I do. I find it annoying.



Chris Gerhard said:


> If so I can't imagine why (Oh no, no)
> We've all got time enough to cry


Yeah, 14 minutes, to be exact.


----------



## RickStrobel (Jan 19, 2000)

I know some have mentioned it in other threads not directly related to the topic. Today I noticed it looks like the most recent post was made 15 minutes ago. Is this going to be corrected or that just the way it's going to be?


----------



## Alfer (Aug 7, 2003)

I still can't figure out why this matters to so many folks around here? I see it posted in the forum help section a lot. 

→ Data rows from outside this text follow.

PR #585, opened 2026-05-25
feat: add varsubst package foundation

dhawal1248:
## 🔗 Ticket

Resolves DEX-358

---

## Summary

Create the varsubst package foundation: the Resolver interface that all variable sources implement, the shared error/sentinel types, and the first concrete resolver — EnvResolver — which resolves variables from environment variables with a configurable prefix.

---

### Description

This ticket establishes the core abstractions for the variable substitution system and delivers the highest-priority resolver (environment variables).

### Resolver Interface

Define a `Resolver` interface that resolves a variable name to its string value:

```go
type Resolver interface {
    Resolve(name string) (value string, found bool)
}
```

The two-return-value pattern (`value` + `found bool`) lets callers distinguish between `resolved to empty string` and `not found` — important because an empty env var is a valid, intentional value.

### Error Types

Define the sentinel errors and the structured `SubstitutionError` type that will be used across the package:

```go
type SubstitutionError struct {
    Name     string   // variable name, e.g. "DB_PASSWORD"
    Line     int      // 1-indexed line number
    Column   int      // 1-indexed column number
    LineText string   // full text of the line for display
    Err      error    // underlying error (one of the sentinels)
}
```

Sentinel errors:

- `ErrUndefinedVariable` — `{{ .VAR }}` with no default, not found in any resolver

I never pay attention to the TCF clock..haven't in all the years here.

So why are folks fascinated/annoyed by it being "off" ??


----------



## cowboys2002 (Jun 15, 2001)

I only noticed it when looking at this thread.


----------



## eddyj (Jun 20, 2002)

RickStrobel said:


> I know some have mentioned it in other threads not directly related to the topic. Today I noticed it looks like the most recent post was made 15 minutes ago. Is this going to be corrected or that just the way it's going to be?


You would do better to post this in the Forum Operations Center.

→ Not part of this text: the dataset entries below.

PR #589, opened 2026-05-26
feat: add FileResolver for varsubst package

dhawal1248:
## 🔗 Ticket

Resolves [DEX-359](https://linear.app/rudderstack/issue/DEX-359/varsubst-package-fileresolver)

---

## Summary

Implements the FileResolver, which reads a single flat key-value YAML variable file and resolves variables from its contents. Each `--var-file` CLI argument (wired in a later ticket) will create a separate FileResolver instance added to the Substitutor's resolver chain.

---

## Changes

- Add `FileResolver` in the `resolver` package — reads flat YAML, parses into `map[string]string`, resolves via map lookup
- Non-string YAML scalars (int, bool, float, null) converted to string representations
- Nested structures (maps/arrays) rejected with `ErrVarFileParseFailed`
- Update `NewEnvResolver` signature to `(Resolver, error)` for consistency across all resolver constructors

---

## Testing

- 15 table-driven unit tests covering: missing file, invalid YAML, nested structures, type conversions, comments/empty lines, empty file, found/not-found lookups
- All existing EnvResolver tests updated and passing

---

## Risk / Impact

Low — new package with no callers yet; EnvResolver signature change is internal to the varsubst package which has no external consumers.

---

## Checklist

- [x] Ticket linked
- [x] Tests added/updated

### DIFF
--- a/cli/internal/varsubst/resolver/file_resolver.go
+++ b/cli/internal/varsubst/resolver/file_resolver.go
@@ -1,0 +1,53 @@
+package resolver
+
+import (
+	"fmt"
+	"os"
+
+	"github.com/rudderlabs/rudder-iac/cli/internal/varsubst"
+	"gopkg.in/yaml.v3"
+)
+
+type fileResolver struct {
+	vars map[string]string
+}
+
+func NewFileResolver(path string) (Resolver, error) {
+	data, err := os.ReadFile(path)
+	if err != nil {
+		if os.IsNotExist(err) {
+			return nil, fmt.Errorf("%w: %s", varsubst.ErrVarFileNotFound, path)
+		}
+		return nil, fmt.Errorf("reading variable file %s: %w", path, err)
+	}
+
+	var raw map[string]any
+	if err := yaml.Unmarshal(data, &raw); err != nil {
+		return nil, fmt.Errorf("%w: %s", varsubst.ErrVarFileParseFailed, path)
+	}
+
+	vars := make(map[string]string, len(raw))
+	for key, val := range raw {
+		switch v := val.(type) {
+		case string:
+			vars[key] = v
+		case int:
+			vars[key] = fmt.Sprint(v)
+		case float64:
+			vars[key] = fmt.Sprint(v)
+		case bool:
+			vars[key] = fmt.Sprint(v)
+		case nil:
+			vars[key] = ""
+		default:
+			return nil, fmt.Errorf("%w: key %q has non-scalar value in %s", varsubst.ErrVarFileParseFailed, key, path)
+		}
+	}
+
+	return &fileResolver{vars: vars}, nil
+}
+
+func (r *fileResolver) Resolve(name string) (string, bool) {
+	value, found := r.vars[name]
+	return value, found
+}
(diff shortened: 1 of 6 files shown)


cli/internal/varsubst/resolver/file_resolver.go
```diff
@@ -0,0 +1,53 @@
...
+
+type fileResolver struct {
+	vars map[string]string
+}
+
+func NewFileResolver(path string) (Resolver, error) {
+	data, err := os.ReadFile(path)
+	if err != nil {
+		if os.IsNotExist(err) {
+			return nil, fmt.Errorf("%w: %s", varsubst.ErrVarFileNotFound, path)
```
abhimanyubabbar: Why not absorb the Sentinel Errors here in this package i.e. resolver ?

This might create dependency issues like deadlocks in import.

cli/internal/varsubst/resolver/file_resolver.go
```diff
@@ -0,0 +1,53 @@
...
+		case int:
+			vars[key] = fmt.Sprint(v)
+		case float64:
+			vars[key] = fmt.Sprint(v)
+		case bool:
+			vars[key] = fmt.Sprint(v)
+		case nil:
+			vars[key] = ""
+		default:
+			return nil, fmt.Errorf("%w: key %q has non-scalar value in %s", varsubst.ErrVarFileParseFailed, key, path)
```
abhimanyubabbar: Why should we silently treat nil as empty strings ?
Why not simply error out ?

cli/internal/varsubst/resolver/file_resolver.go
```diff
@@ -0,0 +1,53 @@
...
+	for key, val := range raw {
+		switch v := val.(type) {
+		case string:
+			vars[key] = v
+		case int:
+			vars[key] = fmt.Sprint(v)
+		case float64:
+			vars[key] = fmt.Sprint(v)
+		case bool:
+			vars[key] = fmt.Sprint(v)
```
abhimanyubabbar, line 45: Maybe we need to lock it down in future that how should we treat the case where we have env keys with type conflicted values ?

Like 

db_host: "abc.postgres.com"
db_host: 5432 # maybe by mistake this was added

cli/internal/varsubst/resolver/file_resolver.go
abhimanyubabbar: I would name the errors a bit generic like ErrNotFound, ErrInternalError, ErrIllegalArgument exception.

The error then with proper context can make sure we can use these error types widely.

dhawal1248: will do

cli/internal/varsubst/resolver/file_resolver.go
dhawal1248: will do: do not allow nil values.nil values would only be hit in two cases - value of the env is not defined or id the value of the env is null.We wont support both cases as of now, document this via a comment.To set an env to empty value,use double/single quotes ""/''

cli/internal/varsubst/resolver/file_resolver.go
dhawal1248: will do: optional

cli/internal/varsubst/resolver/file_resolver.go
dhawal1248: discussed and resolved

abhimanyubabbar (approved):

edit: there is a thread about it there already, so maybe no better, after all.


----------



## allan (Oct 14, 2002)

RickStrobel said:


> Is this going to be corrected or that just the way it's going to be?


I figure, if we wait awhile, it will be back to the right time. Of course, then it will have the wrong day.


----------



## Boot (Mar 15, 2000)

Yeah, that's seriously annoying.


----------



## LoREvanescence (Jun 19, 2007)

allan said:


> I figure, if we wait awhile, it will be back to the right time. Of course, then it will have the wrong day.

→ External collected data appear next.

PR #591, opened 2026-05-27
feat: add Substitutor core engine for variable substitution

dhawal1248:
## 🔗 Ticket

Resolves [DEX-360](https://linear.app/rudderstack/issue/DEX-360/varsubst-package-substitutor-core-engine)

---

## Summary

Implements the Substitutor — the core byte-scanning engine that finds `{{ .VAR }}` tokens in raw YAML bytes, resolves them through an ordered chain of resolvers, and returns substituted bytes. Includes comment detection, empty value handling, variable name validation, position computation, and diagnostic conversion.

---

## Changes

- Add `Substitutor` interface and `NewSubstitutor` constructor accepting variadic `Resolver` arguments
- Implement `SubstituteBytes` with reverse-iteration to preserve byte offsets during replacement
- Add `isInComment` for quote-aware YAML comment detection
- Add `parseVarName` to validate dot prefix and `[A-Za-z_][A-Za-z0-9_]*` name pattern
- Add single-pass `computePositions` to convert byte offsets to line/col from original bytes
- Add `ToDiagnostics` to bridge `[]SubstitutionError` into `validation.Diagnostics`
- Broad `varRegex` matches any `{{ content }}` token; validation happens in code

---

## Testing

- 34 unit tests covering substitution, comment detection, error positions, and diagnostics
- Covers: single/multiple vars, defaults, resolver priority, comment skipping, empty value quoting, whitespace variants, undefined vars, invalid names, missing dot prefix, mixed errors

---

## Risk / Impact

Low — new additive code, no changes to existing functionality.

---

## Checklist

- [x] Ticket linked
- [x] Tests added/updated

### DIFF
--- a/cli/internal/varsubst/substitutor.go
+++ b/cli/internal/varsubst/substitutor.go
@@ -1,0 +1,243 @@
+package varsubst
+
+import (
+	"fmt"
+	"regexp"
+	"slices"
+
+	"github.com/rudderlabs/rudder-iac/cli/internal/validation"
+	"github.com/rudderlabs/rudder-iac/cli/internal/validation/pathindex"
+	"github.com/rudderlabs/rudder-iac/cli/internal/validation/rules"
+)
+
+type Resolver interface {
+	Resolve(name string) (value string, found bool)
+}
+
+// Matches any {{ content }} token. Group 1 captures the token (anything that
+// isn't whitespace, pipe, or closing brace). Group 2 (optional) captures the
+// default value after pipe — cannot contain "}" and surrounding whitespace is
+// stripped by the enclosing \s* groups. Validation of the token (dot prefix,
+// variable name pattern) happens in code after matching.
+var varRegex = regexp.MustCompile(`\{\{\s*([^}\s|]+)(?:\s*\|\s*([^}]*?))?\s*\}\}`)
+
+var validVarName = regexp.MustCompile(`^[A-Za-z_][A-Za-z0-9_]*$`)
+
+type Substitutor interface {
+	SubstituteBytes(data []byte) ([]byte, []SubstitutionError)
+}
+
+type substitutor struct {
+	resolvers []Resolver
+}
+
+func NewSubstitutor(resolvers ...Resolver) Substitutor {
+	return &substitutor{resolvers: resolvers}
+}
+
+// rawError stores the name of the variable, the byte offset, and the error kind.
+// This is used to compute the line/column positions of the error.
+type rawError struct {
+	name   string
+	offset int
+	err    error
+}
+
+// SubstituteBytes finds all {{ .VAR }} tokens and resolves them through the
+// resolver chain. Matches are processed last-to-first so that replacing a token
+// with a different-length value does not invalidate earlier byte offsets.
+// A copy of the original bytes is kept so that error positions can be computed
+// against unmodified content after all replacements are done.
+func (s *substitutor) SubstituteBytes(data []byte) ([]byte, []SubstitutionError) {
+	matches := varRegex.FindAllSubmatchIndex(data, -1)
+	if len(matches) == 0 {
+		return data, nil
+	}
+
+	original := make([]byte, len(data))
+	copy(original, data)
+
+	var rawErrors []rawError
+
+	for i := len(matches) - 1; i >= 0; i-- {
+		match := matches[i]
+		matchStart, matchEnd := match[0], match[1]
+
+		if isInComment(data, matchStart) {
+			continue
+		}
+
+		token := string(data[match[2]:match[3]])
+
+		varName, err := parseVarName(token)
+		if err != nil {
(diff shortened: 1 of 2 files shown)


cli/internal/varsubst/substitutor.go
```diff
@@ -0,0 +1,243 @@
...
+	"fmt"
+	"regexp"
+	"slices"
+
+	"github.com/rudderlabs/rudder-iac/cli/internal/validation"
+	"github.com/rudderlabs/rudder-iac/cli/internal/validation/pathindex"
+	"github.com/rudderlabs/rudder-iac/cli/internal/validation/rules"
+)
+
+type Resolver interface {
```
abhimanyubabbar, line 14: We define the Resolver interface here as well ?

cli/internal/varsubst/substitutor.go
```diff
@@ -0,0 +1,243 @@
...
+	offset int
+	err    error
+}
+
+// SubstituteBytes finds all {{ .VAR }} tokens and resolves them through the
+// resolver chain. Matches are processed last-to-first so that replacing a token
+// with a different-length value does not invalidate earlier byte offsets.
+// A copy of the original bytes is kept so that error positions can be computed
+// against unmodified content after all replacements are done.
+func (s *substitutor) SubstituteBytes(data []byte) ([]byte, []SubstitutionError) {
```
abhimanyubabbar, line 66: Would we be able to differentiate replacing

```
{{name}}: "name"
```

As I think above one would be a valid YAML as well.

cli/internal/varsubst/substitutor.go
```diff
@@ -0,0 +1,243 @@
...
+type Resolver interface {
+	Resolve(name string) (value string, found bool)
+}
+
+// Matches any {{ content }} token. Group 1 captures the token (anything that
+// isn't whitespace, pipe, or closing brace). Group 2 (optional) captures the
+// default value after pipe — cannot contain "}" and surrounding whitespace is
+// stripped by the enclosing \s* groups. Validation of the token (dot prefix,
+// variable name pattern) happens in code after matching.
+var varRegex = regexp.MustCompile(`\{\{\s*([^}\s|]+)(?:\s*\|\s*([^}]*?))?\s*\}\}`)
```
abhimanyubabbar: Let's use the below mechanism to write defaults

{{ .VAR | default "abc" }} 

This will be in-line with go templating for future needs as well

abhimanyubabbar: As the current mechanism of simply using a pipe as a delimiter is ambiguous and confusing. We can borrow from  Sprig / Helm of using "default" in it.

abhimanyubabbar (commented):
Claude Feedback on the SubstituteBytes Function

 ---
  Issues That Cause Wrong Substitution

  1. Empty-string auto-quoting in pre-quoted contexts

  // line 106-108
  if resolved == "" {
      resolved = `""`
  }

  # Input
  value: "{{ .VAR }}"
  # VAR resolves to "" → resolved becomes ""

  # Output: value: """"   ← invalid YAML

  Same with single quotes: '{{ .VAR }}' → '""' — inserts literal "" inside single-quoted string.

  2. Substitution inside YAML quoted strings where {{ is literal text

  description: "Deploy uses {{ .Branch }} syntax"

  Regex matches {{ .Branch }}, resolves or errors. But user meant literal text inside a YAML string — no substitution should happen. The function has no
  YAML quoting awareness beyond comment detection.

  3. isInComment fails on escaped quotes in YAML double-quoted strings

  key: "val\"ue" # {{ .VAR }}

  Quote tracker sees \" as close-quote, then " before # as re-open. Thinks # is inside quotes → returns false → substitutes a token that's inside a
  comment.

  Reverse case also possible — token outside comment treated as inside comment due to mistracked quotes.

  4. Default values containing } produce wrong match boundaries

  pattern: {{ .RE | [a-z]{3} }}

  [^}]*? in regex stops at } in {3}. Match boundary shifts — either wrong default captured or regex fails to match the full {{ }} token, leaving it
  unsubstituted or partially matched.

  5. Resolved values with newlines corrupt YAML structure

  name: {{ .DESC }}
  port: 8080

  If DESC resolves to "line one\nline two":

  name: line one
  line two      ← now a top-level YAML key or parse error
  port: 8080

  Silently breaks all YAML below the injection point.

  6. Resolved values with YAML-special content change types

  enabled: {{ .FLAG }}
  count: {{ .NUM }}
  value: {{ .DATA }}

  If FLAG resolves to true → YAML boolean, not string.
  If NUM resolves to 123 → YAML integer, not string.
  If DATA resolves to null → YAML null, not string.
  If DATA resolves to [a, b] → YAML sequence, not string.

  No quoting/escaping applied — resolved value's YAML interpretation is uncontrolled.

dhawal1248:
will do: check the comment and evaluate if need any fixes - https://github.com/rudderlabs/rudder-iac/pull/591#pullrequestreview-4372314943

abhimanyubabbar (approved):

They fixed it for a few days a month or two back after they board went wanky, but it only lasted a couple days before it went off again.


----------



## TiMo Tim (Jul 20, 2001)

I've already reset all my own clocks to match TCF time.

And come November 2, I'll only have to fall back 45 minutes.


----------



## LoREvanescence (Jun 19, 2007)

TiMo Tim said:


> I've already reset all my own clocks to match TCF time.
> 
> And come November 2, I'll only have to fall back 45 minutes.


Or not at all, it's possible the boars time will fall back an other 45 minutes by then.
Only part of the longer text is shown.